The foundational text on aligning software design with the business domain. The 'Blue Book.'

Eric Evans · 2003 · architecture

The foundational text on aligning software design with the business domain. The 'Blue Book.'

why it matters

DDD is the framework most modern microservice and platform thinking is built on, even when teams don't realize it. Bounded contexts, ubiquitous language, anti-corruption layers — these are now baseline architectural vocabulary. Evans's original treatment is dense but worth wrestling with; the strategic-design half is more important than the tactical-patterns half.

key ideas

  • Strategic design: bounded contexts, context maps, core domain vs supporting subdomains.
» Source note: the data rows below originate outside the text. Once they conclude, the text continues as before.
PR #1337, opened 2023-07-29
Allow negative padding (I known CSS rule is not allowed)

cntrump:
Negative padding support is an useful feature.

The padding of the parent element can offset the margin of the child element:

```
+----------++-----------+     Grid
|          ||           | padding: -2pt
|          ||           |
|    A     ||     B     |
|          ||           |    Item
|          ||           | margin: 2pt
+----------++-----------+
+----------++-----------+
|          ||           |
|          ||           |
|    C     ||     D     |
|          ||           |
|          ||           |
+----------++-----------+
```

### DIFF
--- a/yoga/YGConfig.cpp
+++ b/yoga/YGConfig.cpp
@@ -38,6 +38,14 @@ bool YGConfig::shouldPrintTree() const {
   return flags_.printTree;
 }
 
+void YGConfig::setAllowNegativePadding(bool allowNegativePadding) {
+  flags_.allowNegativePadding = allowNegativePadding;
+}
+
+bool YGConfig::allowNegativePadding() const {
+  return flags_.allowNegativePadding;
+}
+
 void YGConfig::setExperimentalFeatureEnabled(
     YGExperimentalFeature feature,
     bool enabled) {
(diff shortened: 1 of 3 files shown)


NickGerleman:
In this example, could we achieve the same thing by using 2pt gap instead of margin?

cntrump:
> In this example, could we achieve the same thing by using 2pt gap instead of margin?

How do I set child elements to have the same size ?

It is not work for me: root gap is 4 and child item width is 50%

NickGerleman:
https://snack.expo.dev/rnqKLMHqq

Red boxes touch the edge of their parent container (no margin to offset), but there is consistent spacing between items. 

```jsx
<View style={styles.exampleContainer}>
  <View style={styles.box} />
  <View style={styles.box} />
  <View style={styles.box} />
  <View style={styles.box} />
  <View style={styles.box} />
  <View style={styles.box} />
</View>

const styles = {
  exampleContainer: {
    backgroundColor: 'white',
    width: 250,
    gap: 4,
    flexDirection: 'row',
    flexWrap: 'wrap',
  },
  box: {
    backgroundColor: 'red',
    height: 50,
    width: '20%',
  }
};
```

image

PR #1339, opened 2023-08-01
Add SwiftPM support

cntrump:
Using yoga in Swift

```swift
import UIKit
import yoga

let YGUndefined = Float.nan

UIGraphicsBeginImageContextWithOptions(CGSize(width: 1, height: 1), true, 0)
let scale = UIGraphicsGetCurrentContext()?.ctm.a ?? 1
UIGraphicsEndImageContext()

let config = YGConfigNew()
YGConfigSetUseWebDefaults(config, true)
YGConfigSetPointScaleFactor(config, Float(scale))

let root = YGNodeNewWithConfig(config)
YGNodeStyleSetFlexDirection(root, YGFlexDirectionRow)
YGNodeStyleSetFlexWrap(root, YGWrapWrap)
YGNodeStyleSetWidth(root, 200)

for i in 0..<4 {
    let leaf = YGNodeNewWithConfig(config)
    YGNodeStyleSetAspectRatio(leaf, 1)
    YGNodeStyleSetWidthPercent(leaf, 50)
    YGNodeInsertChild(root, leaf, UInt32(i))
}

YGNodeCalculateLayout(root, YGUndefined, YGUndefined, YGNodeStyleGetDirection(root))

for i in 0..<4 {
    let leaf = YGNodeGetChild(root, UInt32(i))
    let left = YGNodeLayoutGetLeft(leaf)
    let top = YGNodeLayoutGetTop(leaf)
    let width = YGNodeLayoutGetWidth(leaf)
    let height = YGNodeLayoutGetHeight(leaf)

    print("leaf \(i): origin: \(left), \(top), size: \(width), \(height)")
}

let width = YGNodeLayoutGetWidth(root)
let height = YGNodeLayoutGetHeight(root)

print("root size: \(width), \(height)")

YGNodeFreeRecursive(root)
YGConfigFree(config)
```

### DIFF
--- a/Package.swift
+++ b/Package.swift
@@ -1,0 +1,32 @@
+// swift-tools-version:5.0
+// The swift-tools-version declares the minimum version of Swift required to build this package.
+
+/*
+ * Copyright (c) Meta Platforms, Inc. and affiliates.
+ *
+ * This source code is licensed under the MIT license found in the
+ * LICENSE file in the root directory of this source tree.
+ */
+
+import PackageDescription
+
+let package = Package(
+    name: "yoga",
+    products: [
+        .library(name: "yoga", targets: [ "C" ])
+    ],
+    targets: [
+        .target(
+            name: "C",
+            path: ".",
+            sources: [
+                "yoga"
+            ],
+            publicHeadersPath: ".",
+            cxxSettings: [
+                .headerSearchPath(".")
+            ]
+        )
+    ],
+    cxxLanguageStandard: CXXLanguageStandard(rawValue: "c++17")
+)
--- a/Package.swift
+++ b/Package.swift
@@ -13,11 +13,11 @@ import PackageDescription
 let package = Package(
     name: "yoga",
     products: [
-        .library(name: "yoga", targets: [ "C" ])
+        .library(name: "yoga", targets: [ "core" ])
     ],
     targets: [
         .target(
-            name: "C",
+            name: "core",
             path: ".",
             sources: [
                 "yoga"
--- a/.github/workflows/validate-swiftpm.yml
+++ b/.github/workflows/validate-swiftpm.yml
@@ -1,0 +1,22 @@
+name: Swift
+
+on:
+  pull_request:
+  push:
+    branches:
+      - main
+  workflow_dispatch:
+
+jobs:
+  test:
+    name: Build
+    runs-on: macos-latest
+
+    steps:
+      - uses: actions/checkout@v3
+
+      - name: Build Debug
+        run: swift build -c debug
+
+      - name: Build Release
+        run: swift build -c release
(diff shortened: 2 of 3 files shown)


yoga/BitUtils.h
```diff
@@ -11,7 +11,7 @@
 #include <cstdio>
 #include <cstdint>
 
-#include <yoga/YGEnums.h>
+#include "YGEnums.h"
```
NickGerleman, line 14: Meta's Buck build is set up so that public headers `{Yoga,YGEnums,YGMacros,YGValue}.h` must be accessed using `yoga/` [header namespace](https://buck.build/rule/cxx_library.html#exported_headers).

So we unfortunately cannot access them as relative paths, or via traversal.

It is a bit verbose, and maybe a bit breaking, but an option I had looked at was to fully move files like `yoga/Yoga.h` to `yoga/include/yoga/Yoga.h`.

Package.swift
```diff
@@ -0,0 +1,24 @@
...
+        .library(name: "yoga", targets: [ "yoga" ])
+    ],
+    targets: [
+        .target(
+            name: "yoga",
+            path: "yoga",
+            publicHeadersPath: "include"
+        )
+    ],
+    cxxLanguageStandard: CXXLanguageStandard(rawValue: "gnu++17")
```
NickGerleman, line 23: Could we keep in sync with https://github.com/facebook/yoga/blob/main/Yoga.podspec?

Its min flags are roughly in sync with the range of devices that Meta is testing and using.

Package.swift
```diff
@@ -0,0 +1,24 @@
+// swift-tools-version:5.0
+// The swift-tools-version declares the minimum version of Swift required to build this package.
+
+import PackageDescription
+
+let package = Package(
```
NickGerleman, line 6: Could we add validation to GitHub Actions for this? E.g. for CocoaPods build, `pod spec lint` will build the pod and check the podspec is valid.

yoga/include/YGEnums.h
```diff
@@ -0,0 +1 @@
+../YGEnums.h
```
NickGerleman, line 1: New files need the copyright header present in the other header files.

NickGerleman (commented):
Thank you for making this PR 😃.

I left a couple comments related to C++ header organization changes. I think we should continue using header namespace for public headers, within Yoga.

cntrump:
I found a simple way to support SwiftPM, PR updated.

yoga/BitUtils.h
cntrump: OK, I see that. Now I just add tow new files to support SwiftPM.

Package.swift
cntrump: Changed to `c++17`.

yoga/include/YGEnums.h
cntrump: OK, copyright added to new files.

Package.swift
cntrump: Added validate-swiftpm.yml

NickGerleman (approved):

Most of the value is here.
  • Tactical design: aggregates, entities, value objects, repositories, factories. The implementation half people often start with and lose the strategic frame.
  • Ubiquitous language: code, conversation, and docs use the same words for the same things — drift is a model bug, not a translation bug
  • Anti-corruption layer: protect your domain from foreign models you don't control
  • Distillation: identify the core domain, invest your best people there, generic-ify the rest

memorable framings

  • 'The model and the heart of the design shape each other.'
  • 'Modeling is an activity that doesn't end with the writing of code.'

who should read it

Senior engineers who are starting to make architecture decisions. Skip to strategic design first if the tactical patterns feel pedantic — most teams misuse DDD by stopping at tactical.